PR #300, opened 2022-09-24
Integrate JET via Requires.jl

timholy:
Both SnoopCompile and JET are difficult to keep compatible with nightly and across older versions of Julia, so requiring that both are working (or even, just precompiling) simultaneously is twice the risk. If we put the JET integration under `@require`, then we can load SnoopCompile without JET.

----

§ **Prompt**: Your answer must be the complete listing, retyped exactly.

§ **Answer to the problem**:
PR #300, opened 2022-09-24
Integrate JET via Requires.jl

timholy:
Both SnoopCompile and JET are difficult to keep compatible with nightly and across older versions of Julia, so requiring that both are working (or even, just precompiling) simultaneously is twice the risk. If we put the JET integration under `@require`, then we can load SnoopCompile without JET.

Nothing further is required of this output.